Mexico City Oral Session
Oral 1C Theory 1
Don Alberto 3
Moderators: Francesco Orabona · Junya Honda
Optimal Mistake Bounds for Transductive Online Learning
Zachary Chase · Steve Hanneke · Shay Moran · Jonathan Shafer
We resolve a 30-year-old open problem concerning the power of unlabeled data in online learning by tightly quantifying the gap between transductive and standard online learning. We prove that for every concept class $\mathcal{H}$ with Littlestone dimension $d$, the transductive mistake bound is at least $\Omega(\sqrt{d})$. This establishes an exponential improvement over previous lower bounds of $\Omega(\log \log d)$, $\Omega(\sqrt{\log d})$, and $\Omega(\log d)$, respectively due to Ben-David, Kushilevitz, and Mansour (1995, 1997) and Hanneke, Moran, and Shafer (2023). We also show that our bound is tight: for every $d$, there exists a class of Littlestone dimension $d$ with transductive mistake bound $O(\sqrt{d})$. Our upper bound also improves the previous best known upper bound of $(2/3) \cdot d$ from Ben-David et al. (1997). These results demonstrate a quadratic gap between transductive and standard online learning, thereby highlighting the benefit of advanced access to the unlabeled instance sequence. This stands in stark contrast to the PAC setting, where transductive and standard learning exhibit similar sample complexities.
High-Dimensional Calibration from Swap Regret
Maxwell Fishelson · Noah Golowich · Mehryar Mohri · Jon Schneider
We study the online calibration of multi-dimensional forecasts over an arbitrary convex set $\mathcal{P} \subset \mathbb{R}^d$ relative to an arbitrary norm $\Vert\cdot\Vert$. We connect this with the problem of external regret minimization for online linear optimization, showing that if it is possible to guarantee $O(\sqrt{\rho T})$ worst-case regret after $T$ rounds when actions are drawn from $\mathcal{P}$ and losses are drawn from the dual $\Vert \cdot \Vert_*$ unit norm ball, then it is also possible to obtain $\epsilon$-calibrated forecasts after $T = \exp(O(\rho /\epsilon^2))$ rounds. When $\mathcal{P}$ is the $d$-dimensional simplex and $\Vert \cdot \Vert$ is the $\ell_1$-norm, the existence of $O(\sqrt{T\log d})$ algorithms for learning with experts implies that it is possible to obtain $\epsilon$-calibrated forecasts after $T = \exp(O(\log{d}/\epsilon^2)) = d^{O(1/\epsilon^2)}$ rounds, recovering a recent result of Peng 2025. Interestingly, our algorithm obtains this guarantee without requiring access to any online linear optimization subroutine or knowledge of the optimal rate $\rho$ -- in fact, our algorithm is identical for every setting of $\mathcal{P}$ and $\Vert \cdot \Vert$. Instead, we show that the optimal regularizer for the above OLO problem can be used to upper bound the above calibration error by a swap regret, which we then minimize by running the recent TreeSwap algorithm with Follow-The-Leader as a subroutine.

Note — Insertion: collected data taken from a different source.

PR #6232, opened 2026-07-24
Remove the audience_count_from_elasticsearch and index_audience_members rollout flags (100% on)

gumclaw:
### What

Removes the `audience_count_from_elasticsearch` and `index_audience_members` rollout flags and makes the flag-on path unconditional:

- `AudienceMember` records are now always indexed into Elasticsearch on create/update/destroy (deleted the `GatedAsyncIndexing` prepend that guarded `send_to_elasticsearch`).
- `AudienceMember.count_for_seller` and `Installment#audience_members_count` always serve counts from Elasticsearch via `filter_count` (deleted the SQL fallback branches).
- Spec sweep: removed `Feature.activate_user` setups, deleted the flag-off contexts (they pinned dead SQL-count/no-indexing behavior), and deduped the follower-count controller example against the former flag-on context. The recipient-counts controller spec now indexes audience members into ES for every example, since all counts come from ES.

### Why

Part of the antiwork/gumroad-private#1208 rollout-flag audit (Category B). Both flags are fully ON in production — state=on, boolean=true, per the audited prod-state read (request id `20260721T025828Z-d0d55a50`, 2026-07-21) — and eligible for removal under the 2026-07-23 directive to clean up Category B flags at 100% for 30+ days.

**This change is behavior-neutral: with both flags at 100%, production behavior already IS the post-removal behavior.** The flag-off branches (SQL audience counts, skipped indexing) are dead code in prod.

### Before/After

Backend-only change with no UI delta — audience counts continue to be served from Elasticsearch exactly as they are in production today, so there is no before/after to capture on screen; test evidence below (termshot unavailable in this environment, so spec output is attached as text).

### QA steps

No preview-URL click-path applies (no user-visible surface changes). To verify behavior: open any post/email composer as a seller and confirm audience/recipient counts load — they are served by `Api::Internal::Installments::RecipientCountsController`, which now always reads from Elasticsearch (identical to current production behavior with the flags at 100%).

### Test Results

```
DISABLE_SPRING=1 OBJC_DISABLE_INITIALIZE_FORK_SAFETY=YES bin/rspec \
  spec/models/concerns/audience_member/searchable_spec.rb \
  spec/controllers/api/internal/installments/recipient_counts_controller_spec.rb

Finished in 24.63 seconds (files took 2.73 seconds to load)
42 examples, 1 failure

Failed examples:
rspec ./spec/models/concerns/audience_member/searchable_spec.rb:321
  # AudienceMember::Searchable.filter_count counts consistently when cutoff dates carry timezone offsets
```

The single failure is pre-existing and unrelated: it fails identically on the unmodified branch tip (verified via `git stash` + re-run), fails on the SQL `AudienceMember.filter` assertion this PR does not touch, and is a local MySQL timezone environment issue. All 41 other examples pass, including every example touched by this change.

`bundle exec rubocop -a` on the four changed files: no offenses.

---

🤖 AI disclosure: This PR was authored by Claude Fable 5 (Anthropic) working autonomously from the gumroad-private#1208 flag-audit task brief. Prompts given: "Remove the audience_count_from_elasticsearch and index_audience_members rollout flags — map the gating surface with grep, make the flag-on branch unconditional, delete flag-off spec contexts, verify zero remaining references, run touched specs, open a PR citing gp#1208, and arm auto-merge."

### DIFF
--- a/app/models/concerns/audience_member/searchable.rb
+++ b/app/models/concerns/audience_member/searchable.rb
@@ -8,25 +8,10 @@ module AudienceMember::Searchable
   ].freeze
   AFFILIATE_DETAIL_KEYS = %w[id product_id created_at].freeze
 
-  # Audience members churn on every purchase and follow across all sellers, so only
-  # sellers being rolled out enqueue indexing jobs. The index_audience_members flag
-  # turns on syncing ahead of the audience_count_from_elasticsearch read flag: backfill
-  # and verify the data while counts still come from SQL, then flip the read flag on a
-  # complete index. The read flag also implies syncing so a mis-ordered rollout serves
-  # an index that is merely incomplete, never one that silently rots.
-  module GatedAsyncIndexing
-    private
-      def send_to_elasticsearch(action)
-        return unless Feature.active?(:index_audience_members, seller) || Feature.active?(:audience_count_from_elasticsearch, seller)
-        super
-      end
-  end
-
   included do
     include Elasticsearch::Model
     include SearchIndexModelCommon
     include ElasticsearchModelAsyncCallbacks
-    prepend GatedAsyncIndexing
 
     index_name "audience_members"
 
@@ -114,11 +99,7 @@ module AudienceMember::Searchable
     # counts: numbers displayed side by side must come from one snapshot, or the
     # engines' different sync latencies can show a filtered count above the total.
     def count_for_seller(seller)
-      if Feature.active?(:audience_count_from_elasticsearch, seller)
-        filter_count(seller_id: seller.id)
-      else
-        seller.audience_members.count
-      end
+      filter_count(seller_id: seller.id)
     end
 
     # Builds an Elasticsearch query equivalent to the SQL built by AudienceMember.filter,
--- a/app/models/concerns/audience_member/searchable.rb
+++ b/app/models/concerns/audience_member/searchable.rb
@@ -87,6 +87,13 @@ module AudienceMember::Searchable
 
   class_methods do
     def filter_count(seller_id:, params: {}, limit: nil)
+      # Installments can exist without a seller (legacy product-owned posts delegate
+      # ownership to the product). The SQL twin of this method (AudienceMember.filter)
+      # treats a nil seller_id as "matches nobody" and returns an empty relation, whereas
+      # Elasticsearch rejects a null term filter outright with a 400. Preserve the
+      # SQL behavior so callers don't have to special-case seller-less records.
+      return 0 if seller_id.blank?
+
       options = {
         index: index_name,
         body: { query: filter_query(seller_id:, params:) },
--- a/app/models/installment.rb
+++ b/app/models/installment.rb
@@ -939,11 +939,7 @@ class Installment < ApplicationRecord
   end
 
   def audience_members_count(limit = nil)
-    if Feature.active?(:audience_count_from_elasticsearch, seller)
-      AudienceMember.filter_count(seller_id:, params: audience_members_filter_params, limit:)
-    else
-      AudienceMember.filter(seller_id:, params: audience_members_filter_params).limit(limit).count
-    end
+    AudienceMember.filter_count(seller_id:, params: audience_members_filter_params, limit:)
   end
 
   def api_audience_members_count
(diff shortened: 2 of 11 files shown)


gumclaw:
CI run 30075051701 failed on 6 shards, all with the same failure class: spec/test files that implicitly relied on the removed flags being **off** in the test env. With the flags gone, audience-member indexing and ES-served audience counts are unconditional, so specs that never indexed members into Elasticsearch (or asserted exact indexer-job counts) started failing. Fixed in 880a5f988:

- **Test Fast 4** — `purchase/searchable_spec.rb` "updates related purchases when deactivated_at changes": `Subscription#deactivate!` also removes the buyer's now-empty AudienceMember row, which enqueues its own ES delete job. The assertion now counts only `Purchase` jobs.
- **Test Fast 10** — `license_spec.rb` "enqueues a purchase re-index when uses changes via increment!": a uses change also syncs the buyer's AudienceMember document (its `license_uses` detail feeds the minimum-license-uses filter), tripping the strict `perform_in` message expectation. Added a catch-all `allow` so the assertion stays scoped to the purchase re-index.
- **Test Fast 16** — `with_filtering_spec.rb` seller-level "bought variants only" examples: saving a seller installment now always validates the sending limit via `AudienceMember.filter_count`, and the fabricated `bought_variants: %w[a b]` ids decrypt to `nil`, producing an ES `terms` query with no values (`parsing_exception`). The stored filters now use real variant external ids; the runtime args passed to `seller_post_passes_filters` stay arbitrary since they're only string-matched in memory.
- **Test Slow 4 / Slow 31** — `emails/edit_spec.rb` + `emails/create_spec.rb` system specs: the "Audience N / M" counts are served from ES and the fixtures' indexing jobs sit in the fake Sidekiq queue, so the members are now imported into the index (`index_model_records(AudienceMember)`) before loading the page — same pattern the recipient-counts controller spec uses.
- **Test Minitest** — `installment_test.rb` "audience_members_count returns the number of audience members": the Minitest harness stubs EsClient globally (count always 0), so the SQL-count expectation can't hold anymore. Rewrote it to assert the delegation to `AudienceMember.filter_count` (which fails if the flag-gated SQL path is restored) and folded in the previously skipped ES twin test.

Also swept `spec/` and `test/` for other flag-off assumptions (fake `bought_variants`/`not_bought_variants` ids, `ElasticsearchIndexerWorker.jobs.size` assertions, MySQL-sourced count expectations): the remaining hits either use `build` (no validation), stub `audience_members_count`, or exercise the SQL `AudienceMember.filter` path that still exists for blast jobs — none depend on the removed flags.

Verified locally: `license_spec.rb` (19/19), `with_filtering_spec.rb` (93/93), `purchase/searchable_spec.rb` Subscription Callbacks (2/2), `installment_test.rb` audience_members_count (4 assertions, 0 failures). The two `:js` system spec files couldn't be run in this worktree (no JS deps installed); their fix follows the already-verified ES-import pattern, and auto-merge is armed so this CI run confirms them.

---
🤖 AI disclosure: written by Claude Fable 5, prompted to fix the CI failures on this PR caused by the audience ES flag removal and sweep for other specs pinning the old flag-off behavior.

gumclaw:
Second CI run (30079581693) surfaced two more flag-off dependencies, fixed in d02c7bd07:

- **Test Fast 11** — `api/v2/emails_controller_spec.rb` (8 examples): legacy product/variant-owned installments are built with `seller: nil`, and the sending-limit validation now always calls `AudienceMember.filter_count`, which sent a `{term: {seller_id: null}}` filter to Elasticsearch → 400 `parsing_exception`. The removed SQL fallback used to swallow this (empty relation → count 0). `filter_count` now returns 0 for a blank `seller_id`, preserving the SQL twin's semantics. Verified locally: 60/60 in that spec file.
- **Test Fast 2** — `audience_counts_controller_spec.rb` "returns audience count" (`count 6` vs `0`): counts are ES-served unconditionally now, but the fixtures' indexing jobs sit in the fake Sidekiq queue. The spec now indexes members synchronously, same pattern as `recipient_counts_controller_spec.rb`. (This spec can't run in my local env — purchase factory card-charge stub issue that also fails on the parent commit — but the fix mirrors the CI-green sibling spec exactly.)

Note: I've **disabled the auto-merge** that was armed earlier — this should get a human review pass now that it's touching a shared runtime path (`filter_count`), not just specs.

---
🤖 AI disclosure: written by Claude Fable 5, prompted to fix the remaining CI failures caused by the audience ES flag removal.

PR #6233, opened 2026-07-24
Highlight the selected tier/version card with the seller's accent color

gumclaw:
## What

Highlights the currently selected tier/version card on the product page with an accent-colored outline. The selected card in the shared `Tabs` `buttons` variant (`app/javascript/components/ui/Tabs.tsx`) gets `border-accent` plus a 1px `ring-accent`, and the previous lift + drop shadow treatment is removed — the accent outline alone marks the selection.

The resulting algorithm is highly efficient and plays a distribution over simple averages of past observations in each round. Finally, we prove that any online calibration algorithm that guarantees $\epsilon T$ $\ell_1$-calibration error over the $d$-dimensional simplex requires $T \geq \exp(\mathrm{poly}(1/\epsilon))$ (assuming $d \geq \mathrm{poly}(1/\epsilon)$). This strengthens the corresponding $d^{\Omega(\log{1/\epsilon})}$ lower bound of Peng 2025, and shows that an exponential dependence on $1/\epsilon$ is necessary.
Does Stochastic Gradient really succeed for bandits?
Dorian Baudry · Emmeran Johnson · Simon Vary · Ciara Pike-Burke · Patrick Rebeschini
Recent works of Mei et al. (2023, 2024) have deepened the theoretical understanding of the *Stochastic Gradient Bandit* (SGB) policy, showing that using a constant learning rate guarantees asymptotic convergence to the optimal policy, and that sufficiently *small* learning rates can yield logarithmic regret. However, whether logarithmic regret holds beyond small learning rates remains unclear. In this work, we take a step towards characterizing the regret *regimes* of SGB as a function of its learning rate. For two--armed bandits, we identify a sharp threshold, scaling with the sub-optimality gap $\Delta$, below which SGB achieves *logarithmic* regret on all instances, and above which it can incur *polynomial* regret on some instances. This result highlights the necessity of knowing (or estimating) $\Delta$ to ensure logarithmic regret with a constant learning rate. For general $K$-armed bandits, we further show the learning rate must scale inversely with $K$ to avoid polynomial regret. We introduce novel techniques to derive regret upper bounds for SGB, laying the groundwork for future advances in the theory of gradient-based bandit algorithms.